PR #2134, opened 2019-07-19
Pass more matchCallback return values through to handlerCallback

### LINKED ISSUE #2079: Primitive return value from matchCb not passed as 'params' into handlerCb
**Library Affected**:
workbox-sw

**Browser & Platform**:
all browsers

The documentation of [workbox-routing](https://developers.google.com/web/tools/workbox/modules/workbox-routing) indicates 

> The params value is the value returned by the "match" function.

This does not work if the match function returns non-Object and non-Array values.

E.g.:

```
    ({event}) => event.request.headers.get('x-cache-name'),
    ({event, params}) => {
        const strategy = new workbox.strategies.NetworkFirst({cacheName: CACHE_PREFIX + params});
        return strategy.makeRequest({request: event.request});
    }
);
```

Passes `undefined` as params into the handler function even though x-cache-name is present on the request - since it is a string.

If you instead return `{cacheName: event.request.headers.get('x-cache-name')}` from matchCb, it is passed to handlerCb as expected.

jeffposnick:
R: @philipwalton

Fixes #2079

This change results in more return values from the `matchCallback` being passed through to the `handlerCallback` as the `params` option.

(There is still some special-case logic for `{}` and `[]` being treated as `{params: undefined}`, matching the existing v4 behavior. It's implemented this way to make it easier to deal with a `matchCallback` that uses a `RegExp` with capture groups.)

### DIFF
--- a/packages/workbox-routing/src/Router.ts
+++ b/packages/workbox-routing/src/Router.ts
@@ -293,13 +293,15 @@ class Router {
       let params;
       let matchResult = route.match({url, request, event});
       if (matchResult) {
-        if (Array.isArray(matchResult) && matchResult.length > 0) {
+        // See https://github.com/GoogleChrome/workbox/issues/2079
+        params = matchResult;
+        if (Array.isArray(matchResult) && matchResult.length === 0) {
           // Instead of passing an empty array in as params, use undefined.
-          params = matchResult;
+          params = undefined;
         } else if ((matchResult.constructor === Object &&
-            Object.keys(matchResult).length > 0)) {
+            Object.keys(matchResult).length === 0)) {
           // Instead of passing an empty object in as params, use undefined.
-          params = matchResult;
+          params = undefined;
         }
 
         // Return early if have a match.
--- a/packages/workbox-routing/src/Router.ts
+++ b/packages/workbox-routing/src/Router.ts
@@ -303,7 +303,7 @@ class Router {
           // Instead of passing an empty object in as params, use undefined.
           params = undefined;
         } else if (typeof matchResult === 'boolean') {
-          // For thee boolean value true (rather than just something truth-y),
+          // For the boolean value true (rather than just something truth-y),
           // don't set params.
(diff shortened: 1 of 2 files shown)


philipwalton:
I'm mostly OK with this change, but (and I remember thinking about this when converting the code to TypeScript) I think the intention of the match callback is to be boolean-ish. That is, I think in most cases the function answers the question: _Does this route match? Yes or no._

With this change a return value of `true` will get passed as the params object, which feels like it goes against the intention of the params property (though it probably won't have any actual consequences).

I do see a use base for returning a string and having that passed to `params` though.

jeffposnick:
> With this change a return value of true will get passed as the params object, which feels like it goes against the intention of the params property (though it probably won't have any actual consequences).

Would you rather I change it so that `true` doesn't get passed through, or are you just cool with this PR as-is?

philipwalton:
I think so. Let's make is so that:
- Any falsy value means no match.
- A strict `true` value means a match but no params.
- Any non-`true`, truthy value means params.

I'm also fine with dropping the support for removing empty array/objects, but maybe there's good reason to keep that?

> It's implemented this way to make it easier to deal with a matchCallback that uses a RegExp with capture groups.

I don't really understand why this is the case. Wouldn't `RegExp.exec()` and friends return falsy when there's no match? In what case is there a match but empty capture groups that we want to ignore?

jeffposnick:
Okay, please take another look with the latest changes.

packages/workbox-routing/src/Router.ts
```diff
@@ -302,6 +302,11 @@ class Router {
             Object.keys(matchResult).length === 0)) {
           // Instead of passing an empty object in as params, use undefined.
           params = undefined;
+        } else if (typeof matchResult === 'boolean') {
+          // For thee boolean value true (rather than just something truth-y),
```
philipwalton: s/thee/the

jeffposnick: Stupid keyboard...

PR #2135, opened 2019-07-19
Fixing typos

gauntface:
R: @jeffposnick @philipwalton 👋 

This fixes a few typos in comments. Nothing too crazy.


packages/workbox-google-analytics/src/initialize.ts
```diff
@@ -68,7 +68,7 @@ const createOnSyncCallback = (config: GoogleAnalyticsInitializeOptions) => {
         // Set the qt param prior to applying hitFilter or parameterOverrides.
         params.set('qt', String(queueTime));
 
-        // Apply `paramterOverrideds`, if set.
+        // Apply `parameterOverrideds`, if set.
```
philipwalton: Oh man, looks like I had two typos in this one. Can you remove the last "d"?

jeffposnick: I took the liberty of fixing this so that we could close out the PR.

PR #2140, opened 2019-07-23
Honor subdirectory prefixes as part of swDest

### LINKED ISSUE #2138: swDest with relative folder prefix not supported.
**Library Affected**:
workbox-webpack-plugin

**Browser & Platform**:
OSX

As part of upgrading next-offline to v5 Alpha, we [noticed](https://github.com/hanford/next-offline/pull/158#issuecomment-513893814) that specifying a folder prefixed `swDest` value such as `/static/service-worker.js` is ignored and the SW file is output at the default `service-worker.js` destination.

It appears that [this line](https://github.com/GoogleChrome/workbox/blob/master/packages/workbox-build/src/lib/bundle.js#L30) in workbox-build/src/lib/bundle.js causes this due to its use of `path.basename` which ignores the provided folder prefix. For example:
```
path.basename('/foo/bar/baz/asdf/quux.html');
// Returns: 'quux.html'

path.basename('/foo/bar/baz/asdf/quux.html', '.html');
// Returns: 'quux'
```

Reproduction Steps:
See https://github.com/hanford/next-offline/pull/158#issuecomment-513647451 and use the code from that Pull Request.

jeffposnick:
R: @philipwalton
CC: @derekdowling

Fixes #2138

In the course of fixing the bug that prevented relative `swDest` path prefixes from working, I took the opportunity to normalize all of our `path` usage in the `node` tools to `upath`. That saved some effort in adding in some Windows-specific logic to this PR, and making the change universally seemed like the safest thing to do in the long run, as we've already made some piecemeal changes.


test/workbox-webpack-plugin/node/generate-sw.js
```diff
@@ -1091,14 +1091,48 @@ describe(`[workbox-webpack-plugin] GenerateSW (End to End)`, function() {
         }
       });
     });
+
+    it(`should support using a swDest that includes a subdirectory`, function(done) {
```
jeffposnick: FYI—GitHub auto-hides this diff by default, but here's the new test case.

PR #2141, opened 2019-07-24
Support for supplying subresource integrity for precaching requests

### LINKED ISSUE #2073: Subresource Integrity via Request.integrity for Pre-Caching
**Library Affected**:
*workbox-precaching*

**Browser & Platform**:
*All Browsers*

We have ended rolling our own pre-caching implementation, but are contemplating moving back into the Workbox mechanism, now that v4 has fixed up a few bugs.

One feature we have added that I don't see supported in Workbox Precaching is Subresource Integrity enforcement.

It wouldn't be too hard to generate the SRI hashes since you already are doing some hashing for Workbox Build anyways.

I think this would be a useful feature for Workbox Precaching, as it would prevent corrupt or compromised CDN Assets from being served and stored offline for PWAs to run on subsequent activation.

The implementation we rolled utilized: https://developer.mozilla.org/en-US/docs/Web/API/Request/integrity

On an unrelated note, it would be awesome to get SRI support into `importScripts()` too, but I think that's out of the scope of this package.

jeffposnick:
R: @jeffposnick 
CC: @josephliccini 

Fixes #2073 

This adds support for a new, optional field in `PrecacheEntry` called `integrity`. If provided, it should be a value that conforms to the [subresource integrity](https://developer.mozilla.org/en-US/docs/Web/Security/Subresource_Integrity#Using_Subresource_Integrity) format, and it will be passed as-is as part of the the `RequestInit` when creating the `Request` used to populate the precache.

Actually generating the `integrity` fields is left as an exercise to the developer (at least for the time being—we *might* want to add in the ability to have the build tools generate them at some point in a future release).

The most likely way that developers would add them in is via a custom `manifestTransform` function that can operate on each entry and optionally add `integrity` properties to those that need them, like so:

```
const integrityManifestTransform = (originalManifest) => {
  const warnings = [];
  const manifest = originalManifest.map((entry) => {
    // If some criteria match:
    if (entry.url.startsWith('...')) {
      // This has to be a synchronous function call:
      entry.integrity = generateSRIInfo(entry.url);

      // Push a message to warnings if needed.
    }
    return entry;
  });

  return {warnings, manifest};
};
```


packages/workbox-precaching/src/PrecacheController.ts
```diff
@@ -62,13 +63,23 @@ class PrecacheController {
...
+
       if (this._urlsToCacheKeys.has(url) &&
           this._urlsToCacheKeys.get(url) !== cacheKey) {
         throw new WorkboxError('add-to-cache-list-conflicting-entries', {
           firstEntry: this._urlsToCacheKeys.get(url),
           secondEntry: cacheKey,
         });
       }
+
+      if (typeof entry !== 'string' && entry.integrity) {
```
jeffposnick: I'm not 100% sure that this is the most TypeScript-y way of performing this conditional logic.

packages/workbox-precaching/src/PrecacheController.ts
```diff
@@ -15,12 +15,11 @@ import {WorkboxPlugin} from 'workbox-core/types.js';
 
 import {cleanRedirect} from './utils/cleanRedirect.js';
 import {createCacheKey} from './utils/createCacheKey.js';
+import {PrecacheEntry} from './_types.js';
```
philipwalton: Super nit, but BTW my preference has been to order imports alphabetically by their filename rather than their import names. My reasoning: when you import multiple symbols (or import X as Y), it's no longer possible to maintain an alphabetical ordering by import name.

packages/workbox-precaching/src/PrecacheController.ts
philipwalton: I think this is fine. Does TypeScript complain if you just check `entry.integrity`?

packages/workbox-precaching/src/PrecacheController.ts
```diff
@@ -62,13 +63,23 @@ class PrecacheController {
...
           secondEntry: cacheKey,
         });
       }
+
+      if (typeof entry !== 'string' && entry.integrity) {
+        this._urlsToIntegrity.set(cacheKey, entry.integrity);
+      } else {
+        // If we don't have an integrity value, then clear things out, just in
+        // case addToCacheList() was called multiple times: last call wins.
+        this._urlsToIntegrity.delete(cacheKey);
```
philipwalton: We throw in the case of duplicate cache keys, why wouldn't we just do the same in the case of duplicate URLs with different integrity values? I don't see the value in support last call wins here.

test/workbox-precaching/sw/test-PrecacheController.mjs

## EXERCISE GOAL
Beginning at the first line above, repeat exactly until the line containing "((matchResult.constructor === Object &&", which is included.

## OUTPUT
PR #2134, opened 2019-07-19
Pass more matchCallback return values through to handlerCallback

### LINKED ISSUE #2079: Primitive return value from matchCb not passed as 'params' into handlerCb
**Library Affected**:
workbox-sw

**Browser & Platform**:
all browsers

The documentation of [workbox-routing](https://developers.google.com/web/tools/workbox/modules/workbox-routing) indicates 

> The params value is the value returned by the "match" function.

This does not work if the match function returns non-Object and non-Array values.

E.g.:

```
    ({event}) => event.request.headers.get('x-cache-name'),
    ({event, params}) => {
        const strategy = new workbox.strategies.NetworkFirst({cacheName: CACHE_PREFIX + params});
        return strategy.makeRequest({request: event.request});
    }
);
```

Passes `undefined` as params into the handler function even though x-cache-name is present on the request - since it is a string.

If you instead return `{cacheName: event.request.headers.get('x-cache-name')}` from matchCb, it is passed to handlerCb as expected.

jeffposnick:
R: @philipwalton

Fixes #2079

This change results in more return values from the `matchCallback` being passed through to the `handlerCallback` as the `params` option.

(There is still some special-case logic for `{}` and `[]` being treated as `{params: undefined}`, matching the existing v4 behavior. It's implemented this way to make it easier to deal with a `matchCallback` that uses a `RegExp` with capture groups.)

### DIFF
--- a/packages/workbox-routing/src/Router.ts
+++ b/packages/workbox-routing/src/Router.ts
@@ -293,13 +293,15 @@ class Router {
       let params;
       let matchResult = route.match({url, request, event});
       if (matchResult) {
-        if (Array.isArray(matchResult) && matchResult.length > 0) {
+        // See https://github.com/GoogleChrome/workbox/issues/2079
+        params = matchResult;
+        if (Array.isArray(matchResult) && matchResult.length === 0) {
           // Instead of passing an empty array in as params, use undefined.
-          params = matchResult;
+          params = undefined;
         } else if ((matchResult.constructor === Object &&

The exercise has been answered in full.